The input:

Issue #377, opened 2020-03-18
docker-compose enhancements requests


dmitryduev:
- Can you add
```
version: "3.3"

services:
```
to the top of the `docker-compose.yaml` file? That will ensure the "skyportal_default" network gets created so that other dockerized services running on the same machine may connect to it and talk to skyportal.

- Please also add persistent volumes so that the data do not get wiped out every "docker-compose down".

stefanv:
Certainly! If you have the changes already, feel free to make a PR, otherwise we'll do it soon.

stefanv:
The postgres db is usually stored locally. Did it get changed to storing it inside of the container? If so, we should address that.

dmitryduev:
Created a [PR](https://github.com/skyportal/skyportal/pull/379) for the first point

dmitryduev:
Addressed the second point in #379 as well, so once that is merged, this issue can be closed.
[I am creating a persistent docker volume rather than mounting a local directory -- is that ok with you?]

stefanv:
> Addressed the second point in #379 as well, so once that is merged, this issue can be closed.
> [I am creating a persistent docker volume rather than mounting a local directory -- is that ok with you?]

Sorry, Dima, I didn't see this until I had already made the other PR!

PR #379, opened 2020-03-18
docker-compose #377

dmitryduev:
See [this issue](https://github.com/skyportal/skyportal/issues/377)


docker-compose.yaml
```diff
@@ -1,14 +1,17 @@
...
+      - "9000:5000"
+      - "9001:5001"
+    links:
+      - db
+
+  db:
+    image: postgres:9.6
+    environment:
+      - POSTGRES_USER=skyportal
+      - POSTGRES_PASSWORD=latropyks
```
stefanv: Should this be specified in this PR?

dmitryduev: Well, I just want a placeholder. This should probably be changed anyways, otherwise you'd have to modify `docker-compose.yaml` directly screwing things for the next time you do `git pull`.

dmitryduev:
Also see [here](https://github.com/skyportal/skyportal/blob/master/Dockerfile#L40). Shouldn't `docker.yaml` be changed to `config.yaml.defaults`?

acrellin:
@dmitryduev are there still outstanding questions here?

stefanv:
> Also see [here](https://github.com/skyportal/skyportal/blob/master/Dockerfile#L40). Shouldn't `docker.yaml` be changed to `config.yaml.defaults`?

This seems to be correct.

acrellin:
@dmitryduev the above comments are unclear - are you going to change where some of these configs live, or is this good to go as-is?

dmitryduev:
I propose to explicitly rename the relevant config files into *.defaults. That way it is ok to store there default pwds I think. So should be good to go. On a side note, I added relevant checks (if the config files are there with an option to copy/use the defaults) to the `fritz` utility.

stefanv:
Thanks for investigating this, @dmitryduev!  I'm going to close this for now; all relevant fixes have been made in https://github.com/skyportal/skyportal/pull/400

stefanv:
> I propose to explicitly rename the relevant config files into *.defaults. That way it is ok to store there default pwds I think. So should be good to go. On a side note, I added relevant checks (if the config files are there with an option to copy/use the defaults) to the `fritz` utility.

Let's start using pull requests on Fritz from now on, so that we can help one another review these types of changes.

The `.defaults` logic is that the app specifies all defaults there, and that the user then overrides whatever they want in `config.yaml`.

dmitryduev:
> Let's start using pull requests on Fritz from now on, so that we can help one another review these types of changes.
Sure. I should have noticed that my changes are not even committed yet :)

PR #383, opened 2020-03-27
Scanning Page #2: Add candidates request handler

acrellin:


acrellin:
@stefanv do you mean the pagination-related code? Yes, I can factor that out. Unfortunately the filtering statements probably can't be factored out, even though they're repetitive and similar (but not identical) in these two handlers.

acrellin:
[ch749]

skyportal/handlers/api/candidate.py
```diff
@@ -0,0 +1,280 @@
...
+                options=[
+                    joinedload(Source.candidate_comments),
+                    joinedload(Source.candidate_groups),
+                    joinedload(Source.thumbnails)
+                    .joinedload(Thumbnail.photometry)
+                    .joinedload(Photometry.instrument)
+                    .joinedload(Instrument.telescope),
+                ],
+            )
+            if c is None or not c.is_candidate:
```
profjsb, line 39: add parentheses for clarity: `(c is None) or (not c.is_candidate)`

skyportal/handlers/api/candidate.py
```diff
@@ -0,0 +1,280 @@
...
+    GroupCandidate,
+)
+
+
+CANDIDATES_PER_PAGE = 25
+
+
+class CandidateHandler(BaseHandler):
+    @auth_or_token
+    def get(self, candidate_id=None):
```
profjsb, line 24: Add an OpenAPI spec in the docstring?

skyportal/handlers/api/candidate.py
```diff
@@ -0,0 +1,280 @@
...
+            required: true
+            schema:
+              type: string
+        responses:
+          200:
+            content:
+              application/json:
+                schema: Success
+        """
+        _ = Source.get_if_owned_by(candidate_id, self.current_user,
```
profjsb, line 275: Will this raise an exception if not owned? Perhaps we need a `is_owned_by` which returns a bool.

skyportal/handlers/api/candidate.py
```diff
@@ -0,0 +1,280 @@
...
+        if saved_as_source_by_id is None:
+            saved_as_source_by_id = self.current_user.id
+        # TODO - create GroupSources with appropriate fields
+        DBSession.add(c)
+        DBSession().commit()
+
+        self.push_all(action="skyportal/FETCH_CANDIDATES")
+        return self.success(data={"id": c.id})
+
+    @permissions(["Manage sources"])
```
profjsb, line 185: The permissioning around deletion of a source vs deletion of a candidate will be very different. We basically will want almost no one to be able to delete a source (once it's official, it's got an official name and there's no reason to kill it even if it turns out to be bogus). Default should be only `superadmin` here. But many more roles should be able to delete candidates.

skyportal/handlers/api/candidate.py
acrellin: If not owned, the request will return with an error code and message of `"Inadequate permissions."`

skyportal/handlers/api/candidate.py
acrellin: I don't see this endpoint actually getting hit, as I *think* the only way candidates are completely wiped from the DB is when the vacuum cron job sweeps up old, unsaved candidates. Is this right? Or can a user delete a candidate so that it's no longer in the system at all?

skyportal/handlers/api/candidate.py
acrellin: Done.

skyportal/handlers/api/candidate.py
acrellin: Done.

acrellin:
@profjsb I've implemented your suggestions.

stefanv:
@acrellin The changes here look fine to me.  Question, though: is there any way we can avoid duplication between the handling of candidates and sources, given how similar they are?  E.g., can we have an abstract base handler that takes care of almost everything, with overrides where necessary?

acrellin:
@stefanv the handlers are different enough that they need to be separate. I can file an issue to factor out the pagination-related logic to use for both handlers, but I'd rather do that in a future PR so that this doesn't get held up forever.

acrellin:
@stefanv I just opened an issue for that so that it doesn't get forgotten. If this looks good to you, please go ahead and merge.

acrellin:
Closed in favor of https://github.com/skyportal/skyportal/pull/447

PR #384, opened 2020-03-27
Scanning Page #3: Update handlers to account for new candidates table

acrellin:
The changes in this PR account for the fact that thumbnails, comments, photometry, spectra, plots, etc may now have either a candidate, a source, or both as parents.

Also, allow for plot height/width to be specified in API call as query parameters (needed in a subsequent PR, but tied to the handler changes here)


acrellin:
[ch810]

skyportal/handlers/api/internal/plot.py
```diff
@@ -7,22 +7,36 @@
 class PlotPhotometryHandler(BaseHandler):
     @auth_or_token
     def get(self, source_id):
```
profjsb, line 9: Do we need an OpenAPI spec for an internal API?

skyportal/handlers/api/photometry.py
```diff
@@ -41,46 +34,59 @@ def post(self):
...
+                scale=data["time_scale"],
+            )
+            observed_at = arrow.get(t.tcb.iso)
+            converted_times.append(observed_at)
+            p = Photometry(
+                source_id=source_id,
+                observed_at=observed_at,
+                mag=data["mag"][i],
+                e_mag=data["e_mag"][i],
+                time_scale="tcb",
```
profjsb, line 68: these will be removed in #382 I believe.

skyportal/handlers/api/source.py
```diff
@@ -52,54 +57,72 @@ def get(self, source_id=None):
...
-                     .filter(Source.dec <= dec + radius)\
-                     .filter(Source.dec >= dec - radius)
+                    return self.error(
+                        "Invalid values for ra, dec or radius - could not convert to float"
+                    )
+                q = (
+                    q.filter(Source.ra <= ra + radius)
+                    .filter(Source.ra >= ra - radius)
+                    .filter(Source.dec <= dec + radius)
+                    .filter(Source.dec >= dec - radius)
```
profjsb, line 124: this is not a true cone search: it will fail near the poles and also near ra 360->0.

skyportal/handlers/api/thumbnail.py
```diff
@@ -173,30 +173,30 @@ def delete(self, thumbnail_id):
...
-        basedir/f'static/thumbnails/{source_id}_{thumbnail_type}.png')
+        basedir / f'static/thumbnails/{source_id}_{thumbnail_type}.png')
     if not os.path.exists(os.path.dirname(file_uri)):
-        (basedir/'static/thumbnails').mkdir(parents=True)
+        (basedir / 'static/thumbnails').mkdir(parents=True)
     file_bytes = base64.b64decode(thumbnail_data)
     im = Image.open(io.BytesIO(file_bytes))
     if im.format != 'PNG':
         raise ValueError('Invalid thumbnail image type. Only PNG are supported.')
     if not (100, 100) <= im.size <= (500, 500):
```
profjsb, line 197: This does not do what you think it does. When the second element is outside the range, the condition will not be met. Ie.
```
(100, 100) <= (100, 2000) <= (500, 500)  == True
```

skyportal/handlers/api/internal/plot.py
acrellin: We typically don't have them, no

skyportal/handlers/api/photometry.py
acrellin: We still have these fields in that PR - perhaps a future PR will need to update this

skyportal/handlers/api/source.py
acrellin: Yeah, that's just been a placeholder for now. I think there's already an open issue for that, but I'll open one now if not. Since this isn't new in this PR, we won't handle it here (it's only in the diff due to formatting changes).

skyportal/handlers/api/thumbnail.py
acrellin: Noted, thanks for catching that. Opening an issue and will take care of it in an upcoming PR.

acrellin:
@stefanv I just realized that some formatting changes made it into this PR accidentally, but it should be obvious that that's all those parts of the diff are

stefanv:
I have the same question over here, I guess: is the duplication, source_id + comment_id, for all our objects strictly necessary?  It doesn't feel like the correct design pattern.  Does it matter whether a comment is on a source or a candidate, if those live inside the same table?

acrellin:
@stefanv what do you mean source_id & comment_id?  Do you mean candidate_id?  Yes, for comments, we need to track whether they're associated with a candidate or a source (I believe candidate auto-annotations should not propagate to the associated source).

acrellin:
@stefanv we've discussed this multiple times before (weeks ago), and I thought we were on the same page about needing to do it this way.

acrellin:
Closing in favor of https://github.com/skyportal/skyportal/pull/447

PR #387, opened 2020-03-31
Follow-up requests

acrellin:
Sample available parameters 1:
followup_requests

Sample available parameters 2:
followup_requests_2


acrellin:
[ch759]

acrellin:
[ch758]

acrellin:
@stefanv this still needs tests and an `editRequest` handler, but 99% of the code is in now. If you could please review this in the next week, I will add the remaining pieces in a separate commit that you can review independently afterwards.

instrument_observation_params.json
```diff
@@ -0,0 +1,21 @@
+{
```
acrellin, line 1: Alternatively, this could live in a JSONB column in the instruments table.

dannygoldstein:
Is there a way to use this to request spectroscopy, e.g., from SEDM on the p60?

acrellin:
We could easily extend this to add spectroscopic followup requests

instrument_observation_params.json
profjsb: Perhaps check to see if this file exists or not (or is empty). In which case, this part of the Source page is not rendered.

skyportal/handlers/api/followup_request.py
```diff
@@ -0,0 +1,84 @@
...
+                          type: string
+                          description: New follow-up request ID
+        """
+        data = self.get_json()
+        _ = Source.get_if_owned_by(data["source_id"], self.current_user)
+        data["start_date"] = arrow.get(data["start_date"]).datetime
+        data["end_date"] = arrow.get(data["end_date"]).datetime
+        data["requester_id"] = self.current_user.id
+        if isinstance(data["filters"], str):
+            data["filters"] = [data["filters"]]
```
profjsb, line 38: Should be catching errors here -- for instance if the `start_date` is improperly formatted (ie. arrow throws an error)

static/js/components/FollowupRequestForm.jsx
```diff
@@ -0,0 +1,260 @@
...
+        };
+      }
+    }
+    setFormState({
+      ...formState,
+      ...newState
+    });
+  };
+
+  const handleSubmit = () => {
```
profjsb, line 61: here's where you can validate the dates on the client side (e.g. https://www.telerik.com/kendo-react-ui/components/dateinputs/datepicker/forms/#toc-setting-validation-requirements)

skyportal/handlers/api/followup_request.py
acrellin: @profjsb if the parse fails, it automatically returns with an error code & message such that a notification is displayed on the front-end with the arrow exception message: `Backend error: Could not match input 'mydate' to any of the following formats: YYYY-MM-DD, YYYY-M-DD, YYYY-M-D, YYYY/MM/DD, YYYY/M/DD, YYYY/M/D, YYYY.MM.DD, YYYY.M.DD, YYYY.M.D, YYYYMMDD, YYYY-DDDD, YYYYDDDD, YYYY-MM, YYYY/MM, YYYY.MM, YYYY`. Does that suffice?

instrument_observation_params.json
acrellin: Done (see the handler method)

static/js/components/FollowupRequestForm.jsx
acrellin: How does this look? https://reactdatepicker.com/

skyportal/handlers/api/followup_request.py
profjsb: Sure.

static/js/components/FollowupRequestForm.jsx
profjsb: Yes, good. For a picker this is fine. But does it also validate on the client side?

acrellin: It doesn't allow for invalid dates - if you enter some invalid text, upon element blur, it reverts back to the last valid input.

acrellin: Done.

acrellin:
Updated UI screenshot to show date picker: 
followup_requests_form

acrellin:
[ch864]

acrellin:
Now includes an edit button which, when clicked, displays a modal with a form to edit the follow-up request. Here it is in action (note that the relevant row is automatically updated via web-socket message & re-fetching of data asynchronously): 


edit_followup_request_form

acrellin:
[ch873]

skyportal/handlers/api/followup_request.py
stefanv: As noted in the meeting earlier today, we should catch all errors so they don't get thrown to the backend logs.

skyportal/handlers/api/followup_request.py
```diff
@@ -0,0 +1,129 @@
...
+                    - Success
+                    - type: object
+                      properties:
+                        id:
+                          type: string
+                          description: New follow-up request ID
+        """
+        data = self.get_json()
+        _ = Source.get_if_owned_by(data["source_id"], self.current_user)
+        data["start_date"] = arrow.get(data["start_date"]).datetime
```
stefanv, line 34: The arguments should be documented.

skyportal/handlers/api/internal/instrument_observation_params.py
```diff
@@ -0,0 +1,17 @@
...
+
+
+class InstrumentObservationParamsHandler(BaseHandler):
+    @auth_or_token
+    def get(self):
+        try:
+            with open("instrument_observation_params.json") as f:
+                instrument_data = json.load(f)
+        except FileNotFoundError:
+            return self.error("instrument_observation_params.json does not exist.")
```
stefanv, line 13: This leaks implementation details to the user.  How about something like: "Instrument observation parameters unavailable."

skyportal/handlers/api/internal/instrument_observation_params.py
```diff
@@ -0,0 +1,17 @@
...
+        except json.JSONDecodeError:
+            return self.error("JSON parse error: instrument_observation_params.json "
```
stefanv, line 15: Same here:

"System misconfiguration: invalid instrument observation parameters."

static/js/components/EditFollowupRequestDialog.jsx
```diff
@@ -0,0 +1,54 @@
...
+    <span key={followupRequest.id}>
+      <button type="button" onClick={handleClickOpen}>
+        Edit
+      </button>
+      <Dialog open={open} onClose={handleClose} style={{ position: "fixed" }}>
+        <DialogContent>
+          <FollowupRequestForm
+            source_id={followupRequest.source_id}
+            action="editExisting"
+            followupRequest={followupRequest}
```
stefanv, line 30: You should be able to unpack these automatically without specifying each field.

static/js/components/FollowupRequestForm.jsx
```diff
@@ -0,0 +1,288 @@
...
+import PropTypes from 'prop-types';
+import DatePicker from 'react-datepicker';
+
+import { showNotification } from 'baselayer/components/Notifications';
+import * as Actions from '../ducks/source';
+
+import 'react-datepicker/dist/react-datepicker-cssmodules.css';
+
+
+const FollowupRequestForm = ({ source_id, action, instrumentList, instrumentObsParams, followupRequest = null, title = "Submit new follow-up request", afterSubmit = null }) => {
```
stefanv, line 12: This form could probably benefit quite a bit from React Hook Form!  Will let you investigate and see if you agree!

webpack.config.js
```diff
@@ -52,7 +52,7 @@ const config = {
       // Enable CSS Modules for Skyportal
       {
         test: /\.css$/,
-        include: /static\/js/,
+        include: [/static\/js/, /node_modules\/react-datepicker\/dist/],
```
stefanv, line 55: Why is this necessary?

skyportal/handlers/api/followup_request.py
acrellin: We specify the schema, as in our other handlers, so these fields will automatically show up in the API docs

skyportal/handlers/api/internal/instrument_observation_params.py
acrellin: Sure, done.

static/js/components/EditFollowupRequestDialog.jsx
acrellin: Can you please explain? This is just standard props-passing

static/js/components/FollowupRequestForm.jsx
acrellin: Will investigate...

webpack.config.js
acrellin: This is needed for this import line: `import 'react-datepicker/dist/react-datepicker-cssmodules.css';`

skyportal/handlers/api/followup_request.py
stefanv: The input fields do not show up automatically for get requests, do they?

acrellin: this is a POST handler...

acrellin: Look at any other POST handler -- we always use the schema to create the API docs. Look above here in this file:
```
        requestBody:
          content:
            application/json:
              schema: FollowupRequest
```

stefanv: You're right; thanks.

static/js/components/EditFollowupRequestDialog.jsx
stefanv:
```
<ChildComponent {...props} />
```

acrellin: Only 3 of the 7 props being passed into `<ChildComponent>` are also props of `<ParentComponent>` (`followupRequest, instrumentList, instrumentObsParams`), and since we follow the object destructuring pattern for props in our functional component definitions, this isn't available here.

acrellin: Sure, I changed the function signature to use a single props object and not use destructuring so that we can do `{...props}` here.

acrellin: Actually, that's an anti-pattern - reverting to what I had done originally which is the correct form. 
```
/home/travis/build/skyportal/skyportal/static/js/components/EditFollowupRequestDialog.jsx
  21:16  error  Must use destructuring props assignment  react/destructuring-assignment
  28:24  error  Must use destructuring props assignment  react/destructuring-assignment
  32:13  error  Prop spreading is forbidden              react/jsx-props-no-spreading
```

stefanv: Ooh forbidden! :fire:

stefanv:
Loving the new hook-form integration—thanks for figuring that out for us, Ari!

In it goes :rocket: !

dannygoldstein:
Hi guys, a few minor comments - 

  * Exposure time should be a free form text entry field with a default value and min and max values for each instrument

Details - 

  * P60 Rainbow Camera only has sdssu, sdssg, sdssr, and sdssi filters

  * ALFOSC has Bessell UBVRI and some other filters, I think @arielgoobar knows the full filter set

PR #2136, opened 2021-07-22
Allow free-text observers/reducers for uploading spectra

kmshin1397:
This PR exposes the option to provide free-text for observers and reducers when uploading spectra. If providing free text (via new `external_reducer` and `external_observer` API parameters) valid user IDs must still be provided via the existing `reduced_by` and `observed_by` fields to be used as points of contact for the reduction/observation for citation purposes. This is reflected in the front-end form as well. 

Free-text associate with a spectrum is stored in a new column added to the `SpectrumReducer` and `SpectrumObserver` join tables to minimize the disruptiveness of the migration. That is, I chose to avoid touching the existing relationships to `User` instead of making `reducers` and `observers` string columns, for example, to avoid complicating migrations.

Closes fritz-marshal/fritz-beta-feedback#74

freetext


dmitryduev (approved):
A very elegant solution, LGTM!

skyportal/models.py
```diff
@@ -2777,6 +2777,20 @@ def from_ascii(
 
 # should be accessible only by spectrumowner ^^
 
+SpectrumReducer.external_reducer = sa.Column(
+    sa.String,
+    nullable=True,
+    doc="The actual reducer, provided as free text, for the spectrum, separate "
+    "from the point-of-contact Fritz user designated as reducer",
```
acrellin, line 2784: Maybe add something like "if the reducer is not a user in the database" for clarity?
Below as well

acrellin (approved):
Nice, thanks @kmshin1397 . Impressive RJSF wizardry 😉

dmitryduev:
CI failures seem unrelated, merging.

PR #2137, opened 2021-07-22
Convert CSS files to inline MUI makeStyles()

### LINKED ISSUE #676: Replace CSS with CSS-IN-JSX for MUI
> I see you use both `makeStyles` and `css` in this PR; `makeStyles` is preferred.  However, since we have a mish-mash at the moment, you can leave this as is if you prefer.

_Originally posted by @stefanv in https://github.com/skyportal/skyportal/pull/591_

We should move everything that is currently in CSS to CSS-in-JSX as recommended by the MUI best practices / styles sheet:

https://material-ui.com/styles/basics/

kmshin1397:
This PR deletes the remaining CSS files and moves that styling into inline Material UI `makeStyles()` functions. 

Also made some small tweaks to styles on the Groups page (unifying `Paper` component variants for the various widgets on that page). 

Closes #676


acrellin (approved):
Nice, thanks @kmshin1397

stefanv (approved):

Task brief:
Going through the data above, state how many lines include the word "fine"; only that number is needed.

Reply:
2